For some time now, market sentiment towards Bitcoin has been that Bitcoin is now well established as an inflation hedge. Staunch Bitcoin proponents and also market observers in the traditional finance sector alike seem to agree that Bitcoin has achieved a status of digital gold.
Albeit, it would appear that the sentiment for Bitcoin has gained even deeper roots as some key figures are beginning to consider it as more than just an inflation hedge asset. For the CEO and CIO of Soros Fund, Dawn Fitzpatrick, Bitcoin has “crossed the chasm” and can no longer be viewed only as an inflation hedge.
She made the assertion while speaking with Bloomberg’s Erik Schatzker about her market outlook especially as concerns growing inflation globally.
“Bitcoin is at $50,000 and I think that’s the really interesting thing, I’m not sure bitcoin is only viewed as an inflation hedge here,” she said, adding, “I think it’s crossed the chasm to the mainstream.”
Key metrics she points out to support her argument were the market cap of the cryptocurrency market that had surpassed $2 trillion along with adoption that had now surpassed 200 million users globally.
During the interview she also revealed that the George Soros-founded Soros Funds, which has over $6 billion in assets under management, was highly concerned about inflation and was stockpiling cash in preparation for a looming market crash. She also revealed that they hold “some coins,” although she was not clear in which cryptocurrencies.
Her stance on Bitcoin is an interesting one as it goes further than the Bitcoin as a “digital gold” narrative that is already well established. Meanwhile, there are still several other narratives that are also being pushed in the crypto space by key market players.
For Chamath Palihapitiya, a Bitcoin proponent and billionaire venture capitalist, Bitcoin has effectively replaced gold as the de facto inflation hedge asset. His sentiment also seems to be shared by a host of other premier investors and billionaires. Within the past few years, several billionaires have disclosed that they have gained exposure to Bitcoin and cryptocurrencies primarily to diversify their portfolios and hedge against inflation.
Billionaire Paul Tudor Jones, while expressing concerns about inflation a while back, described Bitcoin as a great portfolio diversifier to protect wealth over time, revealing that he could “go all-in on the inflation trades,” increasing his exposure to gold, Bitcoin and commodities if the U.S. does not reverse its current policy philosophy.
Inflation fears have been growing since last year following the pandemic that slowed down a lot of economies.
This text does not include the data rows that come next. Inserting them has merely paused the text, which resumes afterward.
PR #322, opened 2019-04-16
Don't create destroy functions for alias commands

thananop1987:
........


asuessenbach:
Could you please resolve the conflicts of your pull request?
What do you want to do here, that is no already part of the VulkanHppGenerator?

PR #326, opened 2019-05-08
Add type alias for underlying type of vk::UniqueHandle

JarrettSJohnson:
In the same spirit of `std::unique_ptr::element_type`--want to be able to easily retrieve the type of the class managed by the UniqueHandle.

### DIFF
--- a/VulkanHppGenerator.cpp
+++ b/VulkanHppGenerator.cpp
@@ -4602,6 +4602,9 @@ int main( int argc, char **argv )
   private:
     using Deleter = typename UniqueHandleTraits<Type,Dispatch>::deleter;
   public:
+
+    using element_type = Type;
+
     explicit UniqueHandle( Type const& value = Type(), Deleter const& deleter = Deleter() )
       : Deleter( deleter)
       , m_value( value )
@@ -4684,8 +4687,6 @@ int main( int argc, char **argv )
       std::swap(m_value, rhs.m_value);
       std::swap(static_cast<Deleter&>(*this), static_cast<Deleter&>(rhs));
     }
-
-    using element_type = Type;
 
   private:
     Type    m_value;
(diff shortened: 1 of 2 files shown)


asuessenbach:
That's a great idea! Thanks for contributing to this project.

For completeness, could you add a generated vulkan.hpp to this PR?

And, minor thing: I'd prefer to have that type alias at the beginning of the UniqueHandle class, right above the constructors.

JarrettSJohnson:
Thanks for considering the PR. I'm sure there's probably many use-cases for it. Here's just one that I currently use:

```cpp
template <typename VK_HANDLE_TYPE,
          typename VK_TYPE = typename VK_HANDLE_TYPE::element_type>
std::vector<VK_TYPE>
UniqueToRaw(const std::vector<VK_HANDLE_TYPE>& handles)
{
  std::vector<VK_TYPE> newBuffer(handles.size());
  std::transform(handles.begin(), handles.end(), newBuffer.begin(),
     [](const auto& handle) { return handle.get(); });
  return newBuffer;
}

/*
 * ...
 */
std::vector<vk::UniqueCommandBuffer>& commandBuffer{};
//...
auto commands = UniqueToRaw(commandBuffer);
//...
vk::SubmitInfo submitInfo{};
submitInfo.commandBufferCount = static_cast<std::uint32_t>(commands.size());
submitInfo.pCommandBuffers = commands.data();
```
I'm not sure if this is the optimal way to do it, but couldn't find a better way.

asuessenbach:
Your copy operation looks good.
Would you mind if we'd use a slight variation of it?
```
template <typename UniqueType>
VULKAN_HPP_INLINE std::vector<typename UniqueType::element_type>
uniqueToRaw(std::vector<UniqueType> const& handles)
{
  std::vector<UniqueType::element_type> newBuffer(handles.size());
  std::transform(handles.begin(), handles.end(), newBuffer.begin(),
    [](auto const& handle) { return handle.get(); });
  return newBuffer;
}
```

JarrettSJohnson:
Go right ahead. :)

In the U.S. the concerns have mostly stemmed from the growing money supply from the Federal Reserve Bank. Data suggests in the last year, the money supply has increased over 12%, creating a risk of currency debasement.
Despite what critics of Bitcoin say, data suggests that the pioneer cryptocurrency is already eating away the market share of gold, making it become more established as an inflation hedge even as economies struggle to recover from inflation.